A few, but not all, say "graded gem-mint 10 by WCG" Could someone explain that one as well. Would that be 1/10 plated?


----------



## usaman65 (Nov 5, 2008)

"gem mint 10" is the grade of the card. Mostly, in the trading card world, they are a bunch of scams. I dought they have any scrap value.

kev


----------



## SilverFox (Nov 7, 2008)

I have also seen Pokemon cards which are labled to be 24k gold.

I wonder what happens when I test one..

hmmm,


----------



## jimdoc (Nov 7, 2008)

They are probably just a super thin layer of gold leaf that
will add up to next to nothing.
The ones that may be worth checking into are the Donruss
ones that are labeled to contain one gram of silver,gold, or
platinum. Jim


----------



## jimdoc (Aug 12, 2011)

Has anyone ever refined any of these Donruss Preferred Precious Metal cards?
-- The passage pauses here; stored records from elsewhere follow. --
PR #686, opened 2024-02-04
Fix compile error in header-only mode and real_t differ from `double`

mmoelle1:
This PR fixes a missing hpp-file include when compiled in header-only mode and a problem when compiled with `real_t` different from `double`.


filiatra (approved):
Thnx!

http://cgi.ebay.com/Terrell-Davis-1997-Donruss-Precious-Metal-999-Platinum-/360199688920?pt=US_Football&hash=item53dd9312d8

I got a platinum John Vanbiesbrouck card that I bought for a little under spot price a while back.
It should be worth more as a card as they only made 100 of each metal (Platinum Gold Silver).

I am just curious if a gram can be recovered from each of these cards.

Jim


----------



## qst42know (Aug 12, 2011)

> Preferred Precious Metals:Randomly inserted in packs, this 15 card set was a partial parallel version of the base set. The cards were printed on card stock consisting of 1 gram of real gold or platinum.. Only 100 of each card was produced.



All issued cards carry the series name but only 100 contain the metal. The odds are slim you will find a real one, and that may have a higher value to a card nut.


----------



## philddreamer (Aug 14, 2011)

How about the Golden Replicas of U.S. Stamps by Doris M. Tignor.
..."a gleaming surface of 22kt gold".

I have 170 such stamps.


----------



## qst42know (Aug 14, 2011)

What is real gold leaf .07 cents a sq. in.?


----------